= Islwyn Ffowc Elis =

Welsh language writer

Islwyn Ffowc Elis (/cy/; 17 November 1924 – 22 January 2004) was one of Wales's most popular Welsh-language writers.

== Early life and career ==
Born Islwyn Ffoulkes Ellis in Wrexham and raised in Glyn Ceiriog, Elis was educated at the University of Wales colleges of Bangor and Aberystwyth. During World War II he was a conscientious objector and he began writing poetry and prose, winning the prose medal at the 1951 National Eisteddfod. He became a Presbyterian minister in 1950, and his first pastorate was at Moreia Chapel in Llanfair Caereinion. He translated the Gospel of Matthew into Welsh as Efengyl Mathew - trosiad i gymraeg diweddar, which was published in Caernarfon in 1961.

== Achievements ==
He made his debut as a novelist in 1953 with Cysgod y Cryman (translated into English as Shadow of the Sickle), which would, in 1999, be chosen as the most significant Welsh language book of the 20th century.As a novelist Elis showed a great willingness to try out different forms, including popular ones. Cysgod y Cryman was followed by a study of intellectual decadence, Ffenestri tua'r Gwyll (Windows to the Dusk 1955). Yn ôl i Leifior (1956; translated into English as Return to Lleifior) was a sequel to Cysgod y Cryman both set at the fictitious farming location Lleifior. In 1957, the Welsh nationalist party Plaid Cymru published his time-travel story Wythnos yng Nghymru Fydd (A Week in Future Wales), presenting an independent, utopian Wales and a dystopian "Western England" in alternative versions of 2033.

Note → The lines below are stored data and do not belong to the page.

PR #4042, opened 2023-03-17
GcnEvent ingestion: avoid creating more sessions when running async

Theodlz:
This PR builds on top of the previous PR merged on main, which allowed non async ingestion of event. Here, we make sure than when not running async, only one session is used instead of spawning 2 other sessions in the 2 methods we call. That way, we avoid using too many connection from the queue pool.

This PR also contains an attempt to reduce the flakiness of 2 test that are not running well on main.

### DIFF
--- a/skyportal/handlers/api/gcn.py
+++ b/skyportal/handlers/api/gcn.py
@@ -231,8 +231,10 @@ def post_gcnevent_from_xml(payload, user_id, session, asynchronous=True):
             )
             IOLoop.current().run_in_executor(None, lambda: add_contour(localization_id))
         else:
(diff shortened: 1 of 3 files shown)


mcoughlin (approved):
LGTM

Theodlz:
For the skymaps I am sure, but not for the generation of obs plans. I will run the code locally in a non testing env to see if that comes from the changes.

Theodlz:
Looks like I can ingest an entire LVC skymap stream with the demo data and default plans are generated without any error (as well as skymaps), so that looks good to me. Merging.

PR #4043, opened 2023-03-18
Notification queue

mcoughlin:
This PR moves notifications from DB triggers to a notification queue service, to try to get sessions under control.


Theodlz:
This is awesome. Clearly a very nice addition. As we discussed, it makes a whole lot of sense to decouple notifying users and actually posting the data that triggers the notifications.

Precisely because of that, I do see one thing to change here. Your DB triggers shouldn't have to wait for the notification queue post method to post the user notifications I think. It should be as simple as : "is the json I sent right? Then I get a 200". Anyway, the DB triggers won't do anything extra/different if it waits for the post method of the queue to create the user notifications fully, or if it encounters an error. I don't think it needs to wait to get a response so to not block the flow of posting data to SP. Similarly, one danger here would be that the notification queue dies (or at least the API part), which would lead to very long DB triggers waiting for a timeout. Because of that, I think that in the DB triggers we need to set a fairly short max timeout, of let's say 1 or 2 seconds (after making the changes suggested above to make sure the response is instant).

mcoughlin:
@Theodlz if you are at your computer, want to quick push that to see if it affects the tests at all?

mcoughlin:
@Theodlz I just made the call run in the background so it wouldn't block. I think that is cleanest.

mcoughlin:
Closing in favor of https://github.com/skyportal/skyportal/pull/4045

PR #4044, opened 2023-03-19
User-specific OpenAI preferences

profjsb:
This PR allows each user to customize which OpenAI chat model and parameters are used in source summaries. The default remains the site-wide parameters set in `config.yaml` but those will be overridden if set by the end user.

Kapture 2023-03-19 at 08 35 10

Small other fixes are in this PR, including removing a console message and cleaning up the view in the start AI summary dialog.

### DIFF
--- a/services/openai_analysis_service/app.py
+++ b/services/openai_analysis_service/app.py
@@ -65,9 +65,7 @@ elif os.path.exists(".secret"):
 else:
     openai_api_key = None
 
-default_analysis_parameters = summary_config.copy()
 default_analysis_parameters = {
-    **default_analysis_parameters,
     **dict(
         model="gpt-3.5-turbo",
         temperature=0.1,
@@ -76,8 +74,8 @@ default_analysis_parameters = {
         frequency_penalty=0.0,
         presence_penalty=1,
     ),
+    **summary_config.copy(),
 }
-
 default_analysis_parameters["openai_api_key"] = openai_api_key
 
 
@@ -146,8 +144,12 @@ def run_openai_summarization(data_dict):
        - redshift: the (known) redshift of the object
 
     """
-    analysis_parameters = data_dict["inputs"].get("analysis_parameters", {})
-    analysis_parameters = {**default_analysis_parameters, **analysis_parameters}
+    tmp_analysis_parameters = data_dict["inputs"].get("analysis_parameters", {})
+    analysis_parameters = {
+        **default_analysis_parameters,
+        **tmp_analysis_parameters["summary_parameters"],
+        **dict(openai_api_key=tmp_analysis_parameters["openai_api_key"]),
+    }
     #
     # the following code transforms these inputs from SkyPortal
     # to the format that will give us a good summary from OpenAI.
@@ -224,7 +226,7 @@ def run_openai_summarization(data_dict):
             messages=[
                 {
                     "role": "system",
-                    "content": "You are the world expert in astronomical time-domain research.",
+                    "content": "You are an authoritative expert in astronomical time-domain research.",
                 },
                 {
                     "role": "user",
@@ -239,6 +241,7 @@ def run_openai_summarization(data_dict):
             presence_penalty=analysis_parameters["presence_penalty"],
         )
     except Exception as e:
+        log(f"OpenAI summarization failed {e}")
         rez.update(
             {
                 "status": "failure",
@@ -249,6 +252,18 @@ def run_openai_summarization(data_dict):
 
     openai_summary = response["choices"][0]["message"]["content"]
 
+    # remove dislaimers & newlines
+    sentences = openai_summary.split(". ")
+    temp_summary = []
+    for s in sentences:
+        if s.startswith("This is an automated summary"):
+            continue
+        if s.find("As an AI language model") != -1:
+            continue
+        if s.find("OpenAI") != -1:
+            continue
+        temp_summary.append(s)
+    openai_summary = ". ".join(temp_summary).replace("\n", " ")
     result = {"summary": openai_summary}
 
     if USE_PINECONE:
--- a/static/js/components/CustomizeOpenAIParameters.jsx
+++ b/static/js/components/CustomizeOpenAIParameters.jsx
@@ -225,6 +225,7 @@ const CustomizeOpenAIParameters = () => {
             schema={formSchema}
             validator={validator}
             uiSchema={uiSchema}
+            data-testid="UpdateOpenAIform"
             onSubmit={handleAISubmit}
             customValidate={validate}
           />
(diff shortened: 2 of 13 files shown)


static/js/components/CustomizeOpenAIParameters.jsx
```diff
@@ -0,0 +1,237 @@
...
+        title: "Temperature",
+        minimum: 0.0,
+        maximum: 1.0,
+        multipleOf: 0.05,
+      },
+      max_tokens: {
+        type: "integer",
+        title: "max_tokens",
+        minimum: 10,
+        maximum: 1000,
```
profjsb, line 93: The models allow for longer outputs than 1000 tokens but we're trying to create succinct summaries.

static/js/components/FollowupRequestPreferences.jsx
```diff
@@ -29,8 +29,10 @@ const FollowupRequestPreferences = () => {
   const defaultAllocationId = useSelector(
     (state) => state.profile.preferences.followupDefault
   );
-  const [selectedAllocationId, setSelectedAllocationId] =
-    useState(defaultAllocationId);
+  // set the default allocation to be -1 if nothing is in the user preferences
+  const [selectedAllocationId, setSelectedAllocationId] = useState(
+    defaultAllocationId || -1
```
profjsb, line 34: fixes unrelated warnings in the console

mcoughlin (changes requested):
Super exciting. A few comments on the form validation and text:

max_tokens: "The maximum number of tokens to generate. Must be between 1 and 2048." But the tokens is allowed to vary from 10-1000 so I suggest using those numbers for the help text.
Temperature: "What sampling temperature to use, between 0 and 2." I think this should be: "What sampling temperature to use, between 0 and 1." or the validation needs to allow up to 2.
frequency_penalty: "Number between -2.0 and 2.0." but validation gives frequency_penalty frequency_penalty must be between 0.0 and 1.0.
presence_penalty: "Number between -2.0 and 2.0." but validation gives presence_penalty presence_penalty must be between 0.0 and 1.0.

static/js/components/CustomizeOpenAIParameters.jsx
```diff
@@ -0,0 +1,238 @@
...
+        "An alternative to sampling with temperature, called nucleus sampling, where the model considers the results of the tokens with top_p probability mass. So 0.1 means only the tokens comprising the top 10% probability mass are considered.",
+    },
+    prompt: {
+      "ui:widget": "textarea",
+    },
+    max_tokens: {
+      "ui:widget": "range",
+      "ui:help":
+        "The maximum number of tokens to generate. Must be between 1 and 2048.",
+    },
```
Theodlz, line 147: As Michael also suggested, I would make this a little more clear. I think that some people (especially non native English speakers) wouldn't be sure if this is the tokens used to generate (how many tokens SP can send to OpenAI), or the ones received. It could be said in a simpler way for the end user, mentioning words rather than token.

static/js/components/CustomizeOpenAIParameters.jsx
```diff
@@ -0,0 +1,238 @@
...
+      "ui:help":
+        "Number between -2.0 and 2.0. Positive values penalize new tokens based on their existing frequency in the text so far, decreasing the model's likelihood to repeat the same line verbatim.",
+    },
+    presence_penalty: {
+      "ui:widget": "updown",
+      "ui:help":
+        "Number between -2.0 and 2.0. Positive values penalize new tokens based on whether they appear in the text so far, increasing the model's likelihood to talk about new topics.",
+    },
+  };
+  // Since we are editing exsiting follow-up requests,
```
Theodlz, line 159: remove these comments in this files

static/js/components/OpenAIPreferences.jsx
```diff
@@ -82,11 +83,12 @@ const OpenAIPreferences = () => {
           }
           label={profile.summary?.OpenAI?.active ? "Active" : "Inactive"}
         />
+        {profile.summary?.OpenAI?.active && <CustomizeOpenAIParameters />}
```
Theodlz, line 86: maybe you want a `?' also between profile and summary in case the user doesn't have any summary settings yet? So that this works whether or not we add empty keys to the user preferences in the backend.

static/js/components/OpenAIPreferences.jsx
```diff
@@ -82,11 +83,12 @@ const OpenAIPreferences = () => {
           }
           label={profile.summary?.OpenAI?.active ? "Active" : "Inactive"}
```
Theodlz, line 84: same comment

Theodlz (commented):
Hi Josh, this is very nice. I would also make the changes Michael suggested so that these settings can be easier to understand for a "non-AI-aware user."

services/openai_analysis_service/app.py
```diff
@@ -249,6 +252,18 @@ def run_openai_summarization(data_dict):
 
     openai_summary = response["choices"][0]["message"]["content"]
 
+    # remove dislaimers & newlines
+    sentences = openai_summary.split(". ")
+    temp_summary = []
+    for s in sentences:
+        if s.startswith("This is an automated summary"):
```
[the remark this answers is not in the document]
profjsb: I found I needed to add this here since gpt-4 seems to like to add this disclaimer.

static/js/components/CustomizeOpenAIParameters.jsx
```diff
@@ -176,7 +172,7 @@ const CustomizeOpenAIParameters = () => {
     if (formData.top_p < 0.0 || formData.top_p > 1.0) {
       errors.top_p.addError("top_p must be between 0.0 and 1.0");
     }
-    if (formData.frequency_penalty < 0.0 || formData.frequency_penalty > 1.0) {
+    if (formData.frequency_penalty < -2.0 || formData.frequency_penalty > 2.0) {
       errors.frequency_penalty.addError(
         "frequency_penalty must be between 0.0 and 1.0"
```
mcoughlin, line 177: Also fix this text.

static/js/components/CustomizeOpenAIParameters.jsx
```diff
@@ -188,7 +184,7 @@ const CustomizeOpenAIParameters = () => {
         "must be an Open AI gpt model. See https://platform.openai.com/docs/models/overview for more information."
       );
     }
-    if (formData.presence_penalty < 0.0 || formData.presence_penalty > 1.0) {
+    if (formData.presence_penalty < -2.0 || formData.presence_penalty > 2.0) {
       errors.presence_penalty.addError(
         "presence_penalty must be between 0.0 and 1.0"
```
mcoughlin, line 189: Also fix this text.

mcoughlin (approved):
Looks like just a small update necessary to the error messages too. Otherwise LGTM.

static/js/components/CustomizeOpenAIParameters.jsx
profjsb: done

static/js/components/CustomizeOpenAIParameters.jsx
profjsb: done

Blas y Cynfyd (A Taste of Prehistory 1958) was followed by the colonial satire Tabyrddau'r Babongo (Drums of the Babongo 1961). He thus pioneered the use of genres unfamiliar to Welsh-speaking readers, provided them with a highly readable prose often set in contemporary settings, and did much to establish the position of the novel as a major genre in Welsh-language literature. For periods he set out to live off his writing, something hardly attempted before in modern Welsh.

Later works included Y Blaned Dirion (The Meek Planet 1968, another science fiction novel), Y Gromlech yn yr Haidd (The Dolmen in the Barley, 1971) and Eira Mawr (Great Snow, 1972). He also wrote a play, pamphlets, hundreds of articles and short stories as well as editing, with Gwyn Jones, Welsh Short Stories for the Oxford University Press (1956). His work has appeared in English, German, Italian and Irish translations. He was a lecturer and reader at the University of Wales, Lampeter between 1975 and 1988.

From his schooldays to the mid-1970s, Elis devoted a vast amount of time to politics. He ran as Plaid Cymru's candidate in Montgomeryshire in the 1959 and 1964 general elections and in a 1962 byelection. The so-called "Elvis Rock" graffito beside the A44 road in Ceredigion was originally written with the word "Ellis" by two of his supporters in the 1962 by-election, and subsequently altered to read "Elvis".

== Award ==
In retirement, he received a DLitt from the University of Wales. In 1999 a biography of Elis by T Robin Chapman, published in both Welsh and English, appeared.

In 2021, his novel Wythnos yng Nghymru Fydd that was translated into English by Stephen Morris (in 2019) was published as A Week in Future Wales by Cambria Futura.